Top of The data
PR #2173, opened 2024-08-12
CAS2-505 Change soft delete period from 14 to 32 days.

danhumphreys-moj:
Ref: https://dsdmoj.atlassian.net/browse/CAS2-505

Applications where the status is withdrawn, cancelled or awaiting arrival and created greater than 32 days in the past can be excluded from the applications list (previously 14 days).

VIEW recreated with 32 day INTERVAL period (previously 14).  This VIEW replaces the one created in [20240618100000__create_cas_2_summary_views_change_id_type.sql](https://github.com/ministryofjustice/hmpps-approved-premises-api/blob/main/src/main/resources/db/migration/all/20240618100000__create_cas_2_summary_views_change_id_type.sql).

Tests updated so that valid/unexpired dates are within the past 32 days (previously 14) and expired times are at least 33 days in the past.

### DIFF
--- a/src/main/resources/db/migration/all/20240812103000__create_cas_2_summary_views_make_32_days.sql
+++ b/src/main/resources/db/migration/all/20240812103000__create_cas_2_summary_views_make_32_days.sql
@@ -1,0 +1,25 @@
+-- change INTERVAL to 32 days
+DROP VIEW IF EXISTS cas_2_application_live_summary CASCADE;
+CREATE OR REPLACE VIEW cas_2_application_live_summary AS SELECT
+    a.id,
+    a.crn,
+    a.noms_number,
+    a.created_by_user_id,
+    a.name,
+    a.created_at,
+    a.submitted_at,
+    a.hdc_eligibility_date,
+    a.label,
+    a.status_id,
+    a.referring_prison_code,
+    a.abandoned_at
+FROM cas_2_application_summary a
+WHERE (a.conditional_release_date IS NULL OR a.conditional_release_date >= current_date)
+AND a.abandoned_at IS NULL
+AND a.status_id IS NULL
+   OR (a.status_id = '004e2419-9614-4c1e-a207-a8418009f23d' AND a.status_created_at > (current_date - INTERVAL '32 DAY')) -- Referral withdrawn
+   OR (a.status_id = 'f13bbdd6-44f1-4362-b9d3-e6f1298b1bf9' AND a.status_created_at > (current_date - INTERVAL '32 DAY')) -- Referral cancelled
+   OR (a.status_id = '89458555-3219-44a2-9584-c4f715d6b565' AND a.status_created_at > (current_date - INTERVAL '32 DAY')) -- Awaiting arrival
+   OR (a.status_id NOT IN ('004e2419-9614-4c1e-a207-a8418009f23d',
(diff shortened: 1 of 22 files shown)


src/test/kotlin/uk/gov/justice/digital/hmpps/approvedpremisesapi/integration/cas2/Cas2ApplicationTest.kt
```diff
@@ -224,8 +224,8 @@ class Cas2ApplicationTest : IntegrationTestBase() {
         }
       }
 
-      fun unexpiredDateTime() = OffsetDateTime.now().randomDateTimeBefore()
```
davidatkinsuk, line 227: i don't suppose you fancy removing the default 'maxDays' attribute on randomDateTimeBefore(). I was confused by this change until i looked at the function definition and realised it used 14 by default, which i don't think is intuitive

davidatkinsuk (approved):
LGTM, just one optional proposal related to code you didn't modify to improve test code readability

src/test/kotlin/uk/gov/justice/digital/hmpps/approvedpremisesapi/integration/cas2/Cas2ApplicationTest.kt
danhumphreys-moj: I've removed the default values from all the functions in RandomData.kt now.  Should make it more readable across the board.  Re-requested review again.

davidatkinsuk: That's fantastic, thank you!

davidatkinsuk: (pls. consider this re-reviewed 😄  )

src/main/resources/db/migration/all/20240812103000__create_cas_2_summary_views_make_32_days.sql
```diff
@@ -0,0 +1,25 @@
...
+    a.hdc_eligibility_date,
+    a.label,
+    a.status_id,
+    a.referring_prison_code,
+    a.abandoned_at
+FROM cas_2_application_summary a
+WHERE (a.conditional_release_date IS NULL OR a.conditional_release_date >= current_date)
+AND a.abandoned_at IS NULL
+AND a.status_id IS NULL
+   OR (a.status_id = '004e2419-9614-4c1e-a207-a8418009f23d' AND a.status_created_at > (current_date - INTERVAL '32 DAY')) -- Referral withdrawn
```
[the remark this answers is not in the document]
danhumphreys-moj: Yes that would be good..  The application statuses come from [this seeding](https://github.com/ministryofjustice/hmpps-approved-premises-api/blob/main/src/main/kotlin/uk/gov/justice/digital/hmpps/approvedpremisesapi/model/reference/Cas2ApplicationStatusSeeding.kt) file which has the UUIDs hard coded in it (and are not stored in the database).  No reason why they couldn't be static variables I suppose, just the way DXW did it.

PR #2174, opened 2024-08-13
APS-1171 Acquire lock when allocating assessments

davidatkinsuk:
We have observed issues in production where a user clicks on the ‘reallocate’ button multiple times for a given task if the backend is being slow to respond. This results in multiple copies of the assessment being created in the backend.

Whilst we have double click protection on the reallocate button this has a debounce setting of 1 second, so doesn’t block users from click the button multiple times over a longer period.

Previously we’ve used Optimistic Locking to solve these issues (i.e. @Version attribute on Entities). Whilst this helps us ensure the database is consistent (i.e. we don’t end up with multiple assessments) this will result in a generic assessment being returned to the user, and an alert being raised in sentry. A pessmistic lock acquired before reallocation results in a neater error for the user (a message saying the task has already been allocated), and no alert is raised in the backend. We already have presidence for use of a pessmistic lock on application submission.

Note that there is a better solution to problem of duplicate assessments that requires a redesign of the datamodel, but doesn’t require any sort of locking (which is preferred if possible). This is discussed here - https://dsdmoj.atlassian.net/wiki/spaces/AP/pages/4996136966/CAS1+Proposal+Introduce+Task+Entity

### DIFF
--- a/README.md
+++ b/README.md
@@ -44,6 +44,8 @@ script/development_database
 Then in the "Gradle" panel (`View->Tool Windows->Gradle` if not visible), expand `approved-premises-api`, `Tasks`, 
 `application` and right click on `bootRunLocal` and select either Run or Debug.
Bottom of The data
◆ What to do
Copy out each line of the data where the string "davidatkinsuk" appears.

◆ Reply
davidatkinsuk, line 227: i don't suppose you fancy removing the default 'maxDays' attribute on randomDateTimeBefore(). I was confused by this change until i looked at the function definition and realised it used 14 by default, which i don't think is intuitive
davidatkinsuk (approved):
davidatkinsuk: That's fantastic, thank you!
davidatkinsuk: (pls. consider this re-reviewed 😄  )
davidatkinsuk:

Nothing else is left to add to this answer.